Segment Start: The records

PR #15545, opened 2025-05-08
Remove `lxc-to-lxd`

simondeziel:


simondeziel:
One of the benefit of dropping the `lxc-to-lxd` binary is that our `system-test-deps` artifacts are now smaller (156MiB vs 170MiB).

tomponline (approved):
Thanks

minaelee:
Cheers, thanks Simon! As a nice side effect, removing the "Migrate from lxd" (`migrate-from-lxc.md`) document from the docs makes it much easier to rename the "Move instances" doc to "Migrate instances".

Note: I was scratching my head trying to figure out why there was no `migration.md` document accessible from the docs site (the one edited by this PR, not deleted). Turns out that `custom_conf.py` is set up to redirect `migration.md` to the page about using the (hopefully soon-to-be-renamed) lxc-migration tool. Not sure why the `migration.md` page exists at all when it's always redirected; will look into it and probably delete the page & redirect the redirect to "Migrate instances".

PR #15547, opened 2025-05-09
doc: add info about snaps and user idmaps

minaelee:
This PR notes that the Allowed ranges section is not needed for the LXD snap, due to the daemon running as root in the snap environment and disregarding the `/etc/sub{u,g}id` files.


tomponline (approved):
Thanks!

PR #15548, opened 2025-05-09
Database: Adds image.ToAPI() and uses it

tomponline:
This is a first step to rework `distributeImage()` and its callers by implementing and using `ToAPI()` for `db/cluster.Image` type.

This will allow the `GetImageByFingerprintPrefix` and `GetImageFromAnyProject` amongst other functions to be later changed to return a `cluster.Image` type rather than `api.Image` type, to avoid duplicate lookups because different functions use different types in the callers of `distributeImage`.

This continues the pattern of adding `ToAPI()` to our DB types.


simondeziel (approved):
LGTM for what it's worth.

Segment End: The records

Above are the records; retype every one exactly.

PR #15545, opened 2025-05-08
Remove `lxc-to-lxd`

simondeziel:


simondeziel:
One of the benefit of dropping the `lxc-to-lxd` binary is that our `system-test-deps` artifacts are now smaller (156MiB vs 170MiB).

tomponline (approved):
Thanks

minaelee:
Cheers, thanks Simon! As a nice side effect, removing the "Migrate from lxd" (`migrate-from-lxc.md`) document from the docs makes it much easier to rename the "Move instances" doc to "Migrate instances".

Note: I was scratching my head trying to figure out why there was no `migration.md` document accessible from the docs site (the one edited by this PR, not deleted). Turns out that `custom_conf.py` is set up to redirect `migration.md` to the page about using the (hopefully soon-to-be-renamed) lxc-migration tool. Not sure why the `migration.md` page exists at all when it's always redirected; will look into it and probably delete the page & redirect the redirect to "Migrate instances".

PR #15547, opened 2025-05-09
doc: add info about snaps and user idmaps

minaelee:
This PR notes that the Allowed ranges section is not needed for the LXD snap, due to the daemon running as root in the snap environment and disregarding the `/etc/sub{u,g}id` files.


tomponline (approved):
Thanks!

PR #15548, opened 2025-05-09
Database: Adds image.ToAPI() and uses it

tomponline:
This is a first step to rework `distributeImage()` and its callers by implementing and using `ToAPI()` for `db/cluster.Image` type.

This will allow the `GetImageByFingerprintPrefix` and `GetImageFromAnyProject` amongst other functions to be later changed to return a `cluster.Image` type rather than `api.Image` type, to avoid duplicate lookups because different functions use different types in the callers of `distributeImage`.

This continues the pattern of adding `ToAPI()` to our DB types.


simondeziel (approved):
LGTM for what it's worth.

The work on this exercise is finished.